The Cat In A Box

         “What happened to the cat?”

         “What cat?”

         “The cat in the box.”

         “There was no cat.”

         “But… you said that the experiment calls for a cat.”

         “It’s a hypothetical theory.”

         “So… it can’t be proved.”

         “We’ve already proven it.”

         “How have we proven it?”

         “By theorising…”

         “That’s silly.”

         “It’s science.”

         “So, you’re telling me that as a science theorist, you just need to think about a problem, make up a theory, then guess the outcome?”

         “We pose a problem, calculate it, then theorise its results…”

         “Just so you can prove if something is or is not…”

         “Or can be… but that’s the end result of many complex calculations.”

         “Like all those marathon sessions you used to hold at college?”

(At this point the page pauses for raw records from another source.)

PR #60, opened 2015-10-28
Update 'Threshold' to be a (double or sqeuence<double>)

mpb:
Update IntersectionObserverInit's 'threshold' property to be a (double or sequence<double>) instead of a single value.
This lets a single IntersectionObserver track multiple thresholds, and reduces the need for creating multiple IntersectionObservers to observe a single 'target'.

### DIFF
--- a/index.bs
+++ b/index.bs
@@ -147,14 +147,10 @@ The IntersectionObserver interface</h3>
                     <i>options</i>.{{root}}</li>
                 <li>Set <i>this</i>'s internal {{[[rootMargin]]}} slot to
                     <i>options</i>.{{rootMargin}}</li>
-                <li>Let <i>input</i> be a string equal to <i>options</i>.
+                <li>Let <i>thresholds</i> be a list equal to <i>options</i>.
                     {{threshold}}.</li>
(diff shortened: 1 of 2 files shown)


ojanvafai:
I talked this over with @tabatkins and @shans about this and they convinced me that we should just take numbers in the [0-1] range. So, 5% would be 0.05 instead and we can just use numbers without any need to do parsing. To allow multiple we can make it allow "<number> or sequence<number>".

mpb:
What's the language for that? Just add this to IntersectionObserverInit and drop the processing steps for parsing options.threshold?

**threshold, of type DOMString, defaulting to "0"**
Space-separated list of threshold(s) in the range of [0-1] at which to trigger callback. callback will be invoked when intersectionRect’s area changes from greater than or equal to any threshold to less than that threshold, and vice versa.

Threshold values are specified as numbers between 0 and 1 inclusive, and represent a percentage of the area as specified by target.getBoundingClientRect().

Note: "0" is effectively "any non-zero number of pixels".

ojanvafai:
lgtm, but the patch needs merging to tip of tree.

PR #71, opened 2015-11-06
Support multiple IntersectionObservers for a single target Element, add attributes and update algorithm.

### LINKED ISSUE #54: Queueing intersection observer tasks is pretty underdefined
It looks like the UA is allowed to post a task or to post an idle request callback.  Those have quite different observable behavior and it wouldn't surprise me if pages came to depend on one or the other in practice, leading them to work in some UAs but not others.

We should just pick a behavior here and define it, in my opinion.

### LINKED ISSUE #55: Don't call public API methods; instead call their backing algorithms
A few places in the spec refer to public API methods:

> The DOMRect corresponding to the target’s getBoundingClientRect().
> 
> Let boundingClientRect be the value of target.getBoundingClientRect(). 
> 
> For each observer in node’s internal [[RegisteredIntersectionObservers]] slot, invoke unobserve() on observer, passing in node as target. 

This is not quite the right thing to do, since it implies that e.g. if I do `Element.prototype.getBoundingClientRect = () => { throw new Error("boo"); }`, you'll call that overriden function.

Instead, the correct thing to do is to refer to the backing concept or algorithm behind that method. For unobserve, you'd probably define something in the processing model like

"To **remove an intersection observer** _o_ from an Element _target_, perform the following steps: ..."

Then unobserve() algorithm would do "Remove the intersection observer _this_ from _target_," and instead of doing "invoke unobserve()," you would do a similar thing.

For getBoundingClientRect(), things are more annoying, since CSSOM View hasn't factored themselves appropriately. There you could do something like "Let boundingClientRect be a DOMRectReadonly obtained by the same algorithm as that of Element's getBoundingClientRect() performed on target."

### LINKED ISSUE #57: Support multiple observers on a single target Element
The spec provides for a single PreviousIntersectionRect per target Element, which does not allow for multiple observers on a single target Element.

Proposal: RegisteredIntersectionObservers on the targetElement should be a sequence of:

{
    'observer': instance of IntersectionObserver,
    'previousVisibleRatio': ratio
}

### LINKED ISSUE #63: IntersectionObserver needs accessors for the IntersectionObserverInit values with which it was constructed
root()
rootMargin()
threshold()

mpb:
Fixes #54.
Fixes #55.
Fixes #57.
Fixes #63.

### DIFF
--- a/index.bs
+++ b/index.bs
@@ -171,15 +171,19 @@ The IntersectionObserver interface</h3>
                     {{[[ObservationTargets]]}} slot, return.</li>
                 <li>If |target| is NOT a descendent of |this|'s internal
                     {{[[root]]}} slot, <a>throw</a> a {{TypeError}}.</li>
-                <li>Add |this| to |target|'s internal
-                    {{[[RegisteredIntersectionObservers]]}} slot.</li>
+                <li>Let |intersectionObserverRegistration| be a dictionary with
+                    an <i>observer</i> property set to |this| and a
+                    <i>previousVisibleRatio</i> property set to <i>0</i>.</li>
+                <li>Append |intersectionObserverRegistration| to |target|'s
+                    internal {{[[RegisteredIntersectionObservers]]}} slot.</li>
                 <li>Add |target| to |this|'s internal {{[[ObservationTargets]]}}
                     slot.</li>
             </ol>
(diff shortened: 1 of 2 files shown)


mpb:
Ok, reverted "for each observer" change and made a note for rootBounds.
PTAL

Issue #81, opened 2016-01-20
Should IntersectionObserver => target be a bijection?


szager-chromium:
It has been suggested that the API would be more ergonomic if an IntersectionObserver represented an observation between a single root and a single target:

new IntersectionObserver(callback, targetElement, optionDict);

This would get rid of the observe() and unobserve() methods; disconnect() would remain.

Pros:

- More intuitive
- Requires less global bookkeeping

Cons:

- Less memory efficient (parameters like rootMargin are stored per-target, rather than per-observer).
- Callbacks would not be batched.  Currently, if an IntersectionObserver has multiple observed targets that generate notifications within a single cycle, the callback is invoked once with a sequence of notification records.  With the change, there would be one callback per target.

This is a brief summary of an email conversation; please add details.  The general sentiment is that the current spec is not a deal-breaker, but perhaps not ideal.  In practice, developers are free to use one observer per target, and shouldn't suffer any negative consequences.

An open question is whether, in practice, batching callbacks for multiple targets of a single observer is actually useful and more performant.  It's hard to know for certain until we see what developers do with it.

bmaurer:
My perspective as a site implementer -- the current spec makes it really unclear if it is important that a site batch using as few observers as possible. It's possible that different implementations will have different performance constraints.

Grouping elements by the parameters (such as rootMargin) requires an implementer to create a wrapper around the API. An API could either offer a fixed number of observers (here's one that has no margin, etc) which is brittle or have a cache of observers (requiring a fair amount of code). Alternatively the callers could make no effort to batch at all in which case InteractionObserver is just an overly verbose API.

If nothing else, it would be nice to have the spec clarify that browsers should expect to be able to support a high number of observers

szager-chromium:
You know, the difference between one-target-per-observer and many-targets-per-observer really comes down to the explicit calls to observe() and unobserve().  But for that, it's possible to simply ignore the difference.  So maybe one way to bridge the gap here is to allow an optional 'target' argument to the IntersectionObserver constructor, which would do an implicit observe(target); this:

var observer = new IntersectionObserver(callback, target, optionDict);

... would be equivalent to:

var observer = new IntersectionObserver(callback, optionDict);
observer.observe(target);

To create an observer without a first target, but with options, would be:

new IntersectionObserver(callback, null, optionDict);

[...]

PR #91, opened 2016-02-03
Some bikeshed cleanup, remove references to unrelated specs

mpb:
Right now, `<a>root<a/>` and `<a>target</a>` go to 
```
<a href="https://dom.spec.whatwg.org/#concept-tree-root">root</a>
<a href="https://dom.spec.whatwg.org/#concept-pi-target">target</a>
```
They should be local concepts within Intersection Observer.

### DIFF
--- a/index.bs
+++ b/index.bs
@@ -38,7 +38,6 @@ url: http://dev.w3.org/csswg/cssom-view/#pinch-zoom; type:dfn; text: pinch zoom
 <pre class="link-defaults">
 spec:dom-ls
 	type:interface; text:Document
-	type:dfn; for:tree; text:root
 spec: css-values-3; type: dfn
 	text: absolute length
 	text: dimension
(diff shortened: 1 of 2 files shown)


index.bs
```diff
@@ -131,28 +131,25 @@ The IntersectionObserverCallback</h3>
...
-{{IntersectionObserverInit/rootMargin}}
-or {{threshold}} values
-for each <a>target</a>
-seems to introduce more complexity without solving additional use-cases.
-Per-{{observe()}} options could be provided in the future if V2 introduces a need for it.
+The {{IntersectionObserver}} interface can be used to observe changes in the
+intersection of a <a>target</a> {{Element}} and a {{IntersectionObserver/root}}
+{{Element}} (or the top-level document's viewport).
+
+Note: In {{MutationObserver}}, the {{MutationObserverInit}} options are passed
```
szager-chromium: This section should be updated based on the comments in issue #81, but that can go in a different patch.

mpb: Agreed, but there still doesn't seem to be consensus on that thread?

szager-chromium: I think the consensus is:

For typical usage, developers should feel free to create one observer per target.

In the rare case where many targets are observing the same root with the same parameters; and there is a likelihood that multiple notifications will be generated during a single run of the algorithm; then the grouping of notifications in the callback may offer a performance advantage.

mpb: Ok, but none of that changes the API as spec'ed, right?

szager-chromium: Correct; it's just to anticipate a likely faq and source of developer confusion.

Issue #74, opened 2015-11-21
Define the document scope of an observer


szager-chromium:
Proposal from conversation with ojan:

If an observer is created with a root, targets are limited to the hierarchy below the root.

If an observer is created without a root, targets are limited to the hierarchy below the main frame of the execution context in which the observer was created.

mpb:
SGTM

tabatkins:
Throw a HierarchyError, I guess?

PR #92, opened 2016-02-04
Take a stab at specifying observer scope.

szager-chromium:
Issue #74.

### DIFF
--- a/index.bs
+++ b/index.bs
@@ -5,7 +5,7 @@ ED: https://github.com/WICG/IntersectionObserver/
 Shortname: intersection-observer
 Level: 1
 Editor: Michael Blain, Google, mpb@google.com
-Abstract: This specification describes  an API that can be used to understand the visibility and position of DOM elements relative to an ancestor container or to the top-level window's visual viewport. The position is delivered asynchronously and is useful for understanding the visibility of elements and implementing pre-loading and deferred loading of DOM content.
+Abstract: This specification describes  an API that can be used to understand the visibility and position of DOM elements relative to an ancestor container or to the top-level window's viewport. The position is delivered asynchronously and is useful for understanding the visibility of elements and implementing pre-loading and deferred loading of DOM content.
 Group: Web Performance Working Group
 Repository: WICG/IntersectionObserver
 </pre>
@@ -40,7 +40,13 @@ urlPrefix: https://heycam.github.io/webidl/
 	urlPrefix: #dfn-; type:dfn; text: throw
 	urlPrefix: #idl-; type:interface; text: double
 url: https://drafts.csswg.org/css2/box.html#content-edge; type:dfn; text: content-box
-url: http://dev.w3.org/csswg/cssom-view/#pinch-zoom; type:dfn; text: pinch zoom
+urlPrefix: https://drafts.csswg.org/css-box/
+	url: #viewport; type: dfn; text: viewport
+	url: #containing-block; type: dfn; text: containing block
+	url: #content-area; type: dfn; text: content area
+urlPrefix: http://dev.w3.org/csswg/cssom-view/
+	url: #pinch-zoom; type:dfn; text: pinch zoom
+	url: #dom-element-getboundingclientrect; type:dfn; text: getBoundingClientRect
 </pre>
 
 <pre class="link-defaults">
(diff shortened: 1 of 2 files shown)


index.bs
```diff
@@ -138,8 +147,29 @@ intersection with the <a>intersection root</a>, as per the
 The IntersectionObserver interface</h3>
 
 The {{IntersectionObserver}} interface can be used to observe changes in the
-intersection of a <a>target</a> {{Element}} and a {{IntersectionObserver/root}}
-{{Element}} (or the top-level document's viewport).
+intersection of a {{IntersectionObserver/root}} {{Element}} (or the
+<a>top-level browsing context</a>'s visual viewport), and one or more <a>target</a> {{Elements}}.
```
mpb: Elements point to https://dom.spec.whatwg.org/#elements which is an array-like collection.

szager-chromium: Changed this to {{Element}}s, here and elsewhere

mpb:
LGTM

szager-chromium:
Ojan, any thoughts on this?

index.bs
```diff
@@ -138,8 +147,29 @@ intersection with the <a>intersection root</a>, as per the
...
 The {{IntersectionObserver}} interface can be used to observe changes in the
-intersection of a <a>target</a> {{Element}} and a {{IntersectionObserver/root}}
-{{Element}} (or the top-level document's viewport).
+intersection of a {{IntersectionObserver/root}} {{Element}} (or the
+<a>top-level browsing context</a>'s visual viewport), and one or more <a>target</a> {{Element}}s.
+
+An {{IntersectionObserver}} with a {{IntersectionObserver/root}} {{Element}} can
+observe any <a>target</a> {{Element}} that is a descendant of the
+{{IntersectionObserver/root}} in the <a>node tree</a>, including {{Element}}s inside
+an <a>iframe</a> that belongs to the same <a>unit of related similar-origin browsing contexts</a>
```
ojanvafai: As per recent issue discussions, this text isn't right anymore, right? Namely:
1. Elements inside similar-origin browsing context frames are no longer allowed.
2. Root needs to be an ancestor of target in the containingBlock chain.

index.bs
```diff
@@ -138,8 +147,29 @@ intersection with the <a>intersection root</a>, as per the
...
+     <pre highlight="html">
+     &lt;div id="root"&gt;
+       &lt;iframe srcdoc="&lt;div id='target'&gt;"&gt;&lt;iframe&gt;
+     &lt;div&gt;
+     </pre>
+</div>
+
+An {{IntersectionObserver}} with no {{IntersectionObserver/root}} {{Element}}
+will automatically observe intersections with the <a>top-level browsing context</a>'s
+visual viewport, and valid <a>targets</a> include any {{Element}} in the
```
ojanvafai: I'm not sold that we should be changing from layout to visual viewport. I think we should probably VC with me, you and @esprehn to hash it out.

index.bs
szager-chromium: Fixed.

szager-chromium:
Added a definition for "implicit root", and used that term throughout.

PTAL

index.bs
```diff
@@ -70,32 +87,27 @@ however, including (but not limited to):
...
+browser architectures in the face of filters, webgl, and other features). In all
+of these scenarios the information is useful even when delivered at a slight
+delay and without perfect compositing-result data.
+
+The Intersersection Observer API addresses the above issues by giving developers
+a new method to asynchronously query the position of an element with respect to
+other elements or the global viewport. The asynchronous delivery eliminates the
+need for costly DOM and style queries, continuous polling, and use of custom
+plugins. By removing the need for these methods it allows applications to
+significantly reduce their CPU, GPU and energy costs.
```
tabatkins: I can't tell what you did or didn't change here.  When I generally reformatted the spec I switched to [semantic linefeeds](http://rhodesmill.org/brandon/2012/one-sentence-per-line/), which I use in all of my specs and which make diffs better.

If you didn't actually change anything, can you revert this back to the formatting it had?

index.bs
```diff
@@ -18,21 +20,35 @@ url: http://w3c.github.io/requestidlecallback/#dfn-list-of-idle-request-callback
...
+		type: dfn; text: nested browsing contexts
 	urlPrefix: webappapis.html;
 		type: dfn; text: report the exception
 		type: dfn; text: event loop
 	urlPrefix: infrastructure.html;
 		type: dfn; text: rules for parsing dimension values
 		url: #dfn-callback-this-value; type: dfn; text: callback this value
+	urlPrefix: embedded-content.html;
+		url: #the-iframe-element; type: dfn; text: iframe
 urlPrefix: https://heycam.github.io/webidl/
```
tabatkins: You can remove this - Bikeshed already knows about the iframe anchor.  (Also, type:dfn is wrong - it's type:element.)

index.bs
```diff
@@ -41,6 +57,7 @@ spec:dom-ls
 spec: css-values-3; type: dfn
 	text: absolute length
 	text: dimension
+spec: embedded-content; type: element; text: iframe
```
tabatkins: There's no spec called "embedded-content".  Bikeshed only knows of one "iframe" reference, so you shouldn't need this line at all.  (If you didn't know, there's a markup shorthand for element refs - `<{iframe}>`.)

tabatkins:
The formatting no longer matches the rest of the spec, but otherwise it looks reasonable.

ojanvafai:
lgtm

index.bs
szager-chromium: Done

index.bs
szager-chromium: Done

         “Similar, but more evolved, now.”

         “So, no more late-night, weed-smoking inspired debates about Newton, Old Albert, and Eddington?”

         “…That was college. Not partaken since.”

         “Good move. Save both your remaining brain cells for when needed.”

         “Funny… didn’t prevent me getting Doctorates in Physics, Quantum Mechanics, Chemistry, Mathematics, etc, etc.”

         “I’ve seen the work. There’s a few calculations still scribbled on the wall behind the curtains over there.”

         “All documented now.”

         “Then get a paintbrush and cover it up…”

         “I’ve signed it, just in case I become famous.”

         “Yes, let’s sell it on eBay titled, Foundations of juvenile thought… House included… Buy it now!

         “Theorisation is part of the development process. It takes a lot of what-ifs, what-else’s, and whatnots to build on a concept.”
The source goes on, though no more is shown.